Truss protectors and 1 1/4" pipe

Based on over 35 years of working in the design and construction business, I disagree with this as a blanket rule. You try to find solutions to their problems, and they will help try to solve yours. If you think a multi million dollar building can be designed and documents with never an error or miss, or constructed and turned over with everything "perfect", you are dreaming.

I only dream at night, Bill :)

I work in multiple facilites where the various aspects of planning were inadequate, had errors in either written specs or the prints or both; or the contractors took it upon themselves to "remedy" conflicts without consultation with the designer, consultant or architect - and this does not include the 'make sh*t up as we go along' that is often practiced in situ. My personal belief is that construction companies exist to make used car salesmen and theatrical booking agents appear honorable... and I'm only partly joking here.

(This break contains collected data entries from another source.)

PR #830, opened 2026-04-13
SNOW-3072787: python - introduce pd_writer for sqlalchemy integration

sfc-gh-asolarski:


sfc-gh-asolarski:
* **#830** <a href="https://app.graphite.com/github/pr/snowflakedb/universal-driver/830?utm_source=stack-comment-icon" target="_blank">Graphite</a> 👈 <a href="https://app.graphite.com/github/pr/snowflakedb/universal-driver/830?utm_source=stack-comment-view-in-graphite" target="_blank">(View in Graphite)</a>
* `main`


<h2></h2>

python/src/snowflake/connector/pandas_tools.py
```diff
@@ -74,3 +101,56 @@ def write_pandas(
         **kwargs,
     )
     return WritePandasOperation(cfg).execute()
+
+
+@requires_dependency(pandas, sqlalchemy)
+@_reject_kwargs("table", "conn", "keys", "data_iter")
```
sfc-gh-turbaszek, line 125: I don't understand. What exactly is the purpose of this code? Are we only passing `kwargs`?

sfc-gh-asolarski: I've expanded the docstring on `_reject_kwargs` to explain the rationale in detail. 
In short: both `pd_writer` and `make_pd_writer` forward `**kwargs` to `write_pandas()`, but some kwarg names overlap with arguments that pandas to_sql supplies positionally at call time. Without this guard, `functools.partial` would silently pre-bind a conflicting value, leading to a confusing `TypeError: got multiple values for argument`. The decorator catches this early and raises a clear `ProgrammingError` instead.

python/src/snowflake/connector/pandas_tools.py
```diff
@@ -74,3 +119,56 @@ def write_pandas(
...
+
+    Example::
+
+        df.to_sql("t", engine, index=False, method=make_pd_writer(parallel=1, quote_identifiers=False))
+    """
+    return partial(pd_writer, **kwargs)
+
+
+@requires_dependency(pandas, sqlalchemy)
+@_reject_kwargs("conn", "df", "table_name", "schema")
```
sfc-gh-turbaszek, line 142: Should we add a test that all arguments from pd_writer are rejected? Such a test can catch need for update of rejected kwargs when signature is extended. WDYT?

sfc-gh-asolarski: done

sfc-gh-turbaszek (approved):

PR #850, opened 2026-04-14
Fixup SnowPy tests

sfc-gh-pczajka:
SnowPy uses private member "_paramstyle", which was breaking the value parsing. This PR fixes it up


sfc-gh-fpawlowski (approved):
lgtm

PR #856, opened 2026-04-15
SNOW-3282031 Add a test suite for running all tests with JSON result format

sfc-gh-pfus:


sfc-gh-pfus:
* **#856** <a href="https://app.graphite.com/github/pr/snowflakedb/universal-driver/856?utm_source=stack-comment-icon" target="_blank">Graphite</a> 👈 <a href="https://app.graphite.com/github/pr/snowflakedb/universal-driver/856?utm_source=stack-comment-view-in-graphite" target="_blank">(View in Graphite)</a>
* `main`


<h2></h2>

.github/workflows/test-python.yml
sfc-gh-asolarski, line 1: please add it also for the "test-pandas" hatch_env, then we will have it covered across all cases (including directly fetching via pyarrow/pandas)

sfc-gh-asolarski (changes requested):

python/tests/e2e/types/test_float.py
```diff
@@ -129,6 +129,7 @@ def test_should_handle_special_float_values_from_literals_for_float_and_synonyms
         BOUNDARY_LITERAL_CASES,
         ids=["max", "min"],
     )
+    @pytest.mark.skip_for_json_result_set(reason="JSON format loses precision for Float.MAX_VALUE boundary values")
```
sfc-gh-asolarski: do we lose so much precision that this test doesn't make sense at all or could we introduce a bit softer assert in json case?

sfc-gh-pfus (commented):
Re: softer assert for float boundary test - unfortunately we can't use a relaxed assertion here. The issue isn't just precision loss, but that the value crosses from finite to infinite:

**What happens:**
- Expected: `1.7976931348623157e308` (Double.MAX_VALUE, finite)
- JSON from Snowflake: `"1.79769313486232e+308"` (15 significant digits)
- Parsed value: `inf` (infinity, not finite)

Python test:
```python
>>> val = 1.79769313486232e+308
>>> val
inf
>>> val == float('inf')
True
```

The test explicitly checks `Double.isFinite(actual)` which will always fail because the parsed JSON value is infinity. There's no tolerance range that would make `inf ≈ 1.797...e308` - they're categorically different (infinite vs finite).

This is why we skip the test for JSON format rather than trying to relax the assertion.

.github/workflows/test-python.yml
sfc-gh-pfus: Done.

python/tests/e2e/types/test_float.py
sfc-gh-pfus: Yes, it doesn't make sense, unfortunately.

sfc-gh-asolarski:
to have it documented

> Expected: 1.7976931348623157e308 (Double.MAX_VALUE, finite)
> JSON from Snowflake: "1.79769313486232e+308" (15 significant digits)
> Parsed value: inf (infinity, not finite)

Maybe we should rather have something like
```
if json_result_format():
    assert val == float('inf')
else:
    usual assert
```

jdbc/src/test/java/net/snowflake/client/SnowflakeIntegrationTestBase.java
```diff
@@ -75,6 +75,13 @@ protected Properties loadConnectionProperties() throws Exception {
 
   protected Connection openConnection() throws Exception {
     Properties props = loadConnectionProperties();
+
+    // Read QUERY_RESULT_FORMAT from environment
+    String resultFormat = System.getenv("QUERY_RESULT_FORMAT");
+    if (resultFormat != null && !resultFormat.isEmpty()) {
+      props.setProperty("PYTHON_CONNECTOR_QUERY_RESULT_FORMAT", resultFormat);
```
sfc-gh-asolarski, line 82: it sets `PYTHON_CONNECTOR_QUERY_RESULT_FORMAT` because that's the name of the property in core, right? 
but this property name is really misleading, at least we could leave a comment there explaining the reason

sfc-gh-asolarski: also applicable to the setup of the odbc wrapper

sfc-gh-asolarski (approved):
lgtm, just a small remark

jdbc/src/test/java/net/snowflake/client/SnowflakeIntegrationTestBase.java
sfc-gh-pfus: Yeah, this will need to be changed when all wrappers introduce themselves correctly.

PR #863, opened 2026-04-15
NO-SNOW: python - connection close releases handles

sfc-gh-asolarski:


sfc-gh-asolarski:
* **#863** <a href="https://app.graphite.com/github/pr/snowflakedb/universal-driver/863?utm_source=stack-comment-icon" target="_blank">Graphite</a> 👈 <a href="https://app.graphite.com/github/pr/snowflakedb/universal-driver/863?utm_source=stack-comment-view-in-graphite" target="_blank">(View in Graphite)</a>
* `main`


<h2></h2>

python/src/snowflake/connector/connection.py
```diff
@@ -192,8 +195,37 @@ def __init__(
     @pep249
     def close(self) -> None:
         """Close the connection now."""
+        if self._closed:
```
sfc-gh-fpawlowski: can we use .is_closed() as state should be determined by core and I would strive to not duplicating it in wrapper and in close future removing conn._closed bool at all

sfc-gh-fpawlowski (commented):
LGTM, good catch!

sfc-gh-fpawlowski (approved):
LGTM, good catch!

python/src/snowflake/connector/connection.py
sfc-gh-asolarski: good idea indeed, addressed

PR #65, opened 2023-11-02
fix: using multiple features and opts with spaces

kconley-sq:
https://github.com/coder/envbuilder/pull/64 broke building more than one feature in a dev container due to relative paths provided to `WORKDIR` causing the directory to be changed relative to previous `WORKDIR` directives (e.g. via previous features when multiple features are used), and meanwhile the `MagicDir` was being set to be a relative path. This PR fixes that issue by changing `MagicDir` to be an absolute path.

Maybe it's because I work mostly in the concert and live TV sides of entertainment, but where I come from, folks that do this kind of stuff get fired and replaced immediately because such unauthorized changes can have compounding impacts all the way down the line. It seems that in constructing facilities there are no penalties unless the entire structure fails. As a consultant I'm sure you're aware of far more cases and situations than I've encountered, but again it comes back to the question: why is this stuff allowed to happen in the first place? If it's budget, I'm crying crocodile tears for the owner - spending millions USD to build something and not paying competent people to make sure the buyer gets what they're paying for. Anything else is simple incompetence and I can't even manage fake TV tears for that.

Curmudgeonly yours,

Tim Mc
 
Designing and building a building is not much like designing and building a production. It all has to be completely designed before anything is started, there is a fixed price. I haven't worked on productions recently but it seemed it was always possible to make little changes, if not big ones, after construction commenced. There are also mostly people involved that understand theatre on a production, and have worked on productions before. Someone probably recognizes that getting together is worth it, but no owner wants to pay for much of that these days. There is hardly anyone else on the team on the buildings I work on that has much if any knowledge of a theatre other than what they remember from their high school experiences in the auditorium - and shagging someone in the follow spot booth doesn't count.

And I guess if a small lack of convenience when moving a fixture between some positions is not a major crisis, this isn't bad. The architect forgot a guard rail I explained and sketched several times in design so that will have to be added. Overall the big thing are there and the performance systems and equipment systems seem on track to be as intended. We did trade a couple of things for promotional consideration but just means we got everything rather than leaving some out - even if slightly different.
 
I'm curious: what happens if after it's built, an AHJ sees that the fixtures have to be sleeved, and throws a flag and requires it to be ripped out and replaced on his own water before he'll issue a CO -- maybe the AHJ position changes hands during construction, for example...
 
I'm curious: what happens if after it's built, an AHJ sees that the fixtures have to be sleeved, and throws a flag and requires it to be ripped out and replaced on his own water before he'll issue a CO -- maybe the AHJ position changes hands during construction, for example...

I've never met an AHJ that would have noticed or understood that issue. On the other hand, playing along with the counterfactual, it is a balcony rail, and visible, so just using the protectors for what they are for.